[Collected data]
• • •

PR #501, opened 2026-06-13
refactor: remove the Shell activity variant and run_shell dispatch [ORB-00374]

danieljhkim:
## Summary

Removes the v2 `Shell` activity surface end to end — the fail-closed resolution of security bug **ORB-00363**.

`run_shell` spawned `Command::new(program)` with **no OS sandbox, no cwd confinement, and no policy consultation** (unlike the agent-CLI path), and its program allowlist was self-asserted within the same workspace-supplied spec — both `program` and `allowed_programs` came from the same YAML, so the gate was a tautology. A workspace activity/job declaring `type: shell` now **fails to deserialize at load instead of executing**.

## What changed

- **Type surface:** dropped `ActivityV2Spec::Shell` + `ShellSpec`, the `ShellProgramNotAllowed` / `ShellSpawnFailed` / `ShellExitedUnexpected` `DispatchError` variants, and every cross-crate match arm / re-export that named them.
- **Dispatch:** removed `run_shell`, its dispatch arm, the `"shell"` label, and the now-dead `std::process::Command` import.
- **Demos (per chosen scope):** deleted 7 pure-shell job fixtures, the `shell_reference` asset, and the shell smoke legs in both example binaries.
- **Tests migrated to `deterministic`:** JobKind, round-trip, and workspace-shadow tests. The shadow test now uses an *unregistered* action, so an incorrectly-executed shadow **fails the run** rather than writing a marker — same security assertion.
- **Docs:** `write-activity.md` and `activity-job-yaml.md` updated to drop the shell type.

## Coverage note

Two shell-specific tests asserting the `Ok(success=false)` audit-message path were removed — deterministic actions cannot produce that outcome, so that path's only coverage was shell-based. Flagged in the task execution summary.

## Verification

- workspace + examples build clean
- `orbit-common` / `orbit-engine` / `orbit-cli` / `orbit-core` targeted tests green
- `make ci-fast` passed (all guardrail scripts)

Resolves ORB-00363.


danieljhkim:
Follow-up commit `bb7692d0` addresses the two review findings:

**1. Stale design docs (blocker).** The original commit updated the website how-to/reference docs but not the feature design docs under `docs/design/activity-job/`, which still listed `shell` as a live activity type.
- `1_overview.md`, `2_design.md`: dropped `shell` from the activity-type surface, the dispatch delegation table, and the non-retryable error list; added a one-line pointer to the removal where a reader would otherwise expect the variant.
- `4_decisions.md`: added **ADR-0194** (proposed) recording the fail-closed removal as the security decision behind ORB-00363 — context, decision, and the two costs (lost `Ok(success=false)` coverage; no compat shim, old YAML fails at load). Allocated via `orbit.adr.add`; artifact committed under `.orbit/adrs/proposed/ADR-0194/`.
- Bumped `last_updated` and added ORB-00363/ORB-00374 task references in all three.

**2. Dead-code cleanup.** Five doc comments the removal commit missed still named the `shell` variant (the `activity_v2.rs` discriminator example, `job_v2.rs` retry note, orbit-core `activity_v2.rs` backend note, `dispatcher.rs` host note, `step.rs` retry note) — all fixed, with the retained `Ok(success=false)` machinery rationale re-anchored to ADR-0194.

Note: the `DispatchOutcome.success` field is **kept** — it's load-bearing across parallel/fan-out/loop/recovery aggregation, not shell-only scaffolding, so removing it would be a risky cross-cutting refactor outside this PR's scope. ADR-0194's second consequence documents that it's now retained as the general block-level outcome contract.

Comment- and doc-only; no behavior change. `make ci-fast` passes. ADR-0194 should flip `proposed → accepted` (`orbit.adr.update`) when this merges.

• • •

▸ Task prompt:
Would you please repeat exactly the lines above, starting at the line with "in all three." and stopping at the line with "re-anchored to ADR-0194.", both included?

▸ Solution for this task:
- Bumped `last_updated` and added ORB-00363/ORB-00374 task references in all three.

**2. Dead-code cleanup.** Five doc comments the removal commit missed still named the `shell` variant (the `activity_v2.rs` discriminator example, `job_v2.rs` retry note, orbit-core `activity_v2.rs` backend note, `dispatcher.rs` host note, `step.rs` retry note) — all fixed, with the retained `Ok(success=false)` machinery rationale re-anchored to ADR-0194.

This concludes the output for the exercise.